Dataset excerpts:
PR #186, opened 2021-06-30
Upgrade pylint to 2.8.3

ikkoham:
### Summary

Terra's pylint is upgraded to 2.8.3. 
https://github.com/Qiskit/qiskit-terra/pull/6317

### DIFF
--- a/requirements-dev.txt
+++ b/requirements-dev.txt
@@ -1,7 +1,7 @@
 coverage>=4.4.0
 matplotlib>=2.1
 black==21.4b2
-pylint>=2.7.1
+pylint>=2.8.3
 pylatexenc>=1.4
 stestr>=2.0.0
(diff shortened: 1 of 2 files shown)


requirements-dev.txt
```diff
@@ -1,7 +1,7 @@
 coverage>=4.4.0
 matplotlib>=2.1
 black==21.4b2
-pylint>=2.7.1
+pylint>=2.8.3
```
mtreinish, line 4: We probably should pin this (and astroid) to an exact version to avoid spurious failures caused by new releases

ikkoham: Thanks. The version is pinned by `constraint.txt`. I forgot to upgrade...

manoelmarques (approved):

Work task:
The answer must consist of every line in the records above that contains the word "version".

Exercise output:
mtreinish, line 4: We probably should pin this (and astroid) to an exact version to avoid spurious failures caused by new releases
ikkoham: Thanks. The version is pinned by `constraint.txt`. I forgot to upgrade...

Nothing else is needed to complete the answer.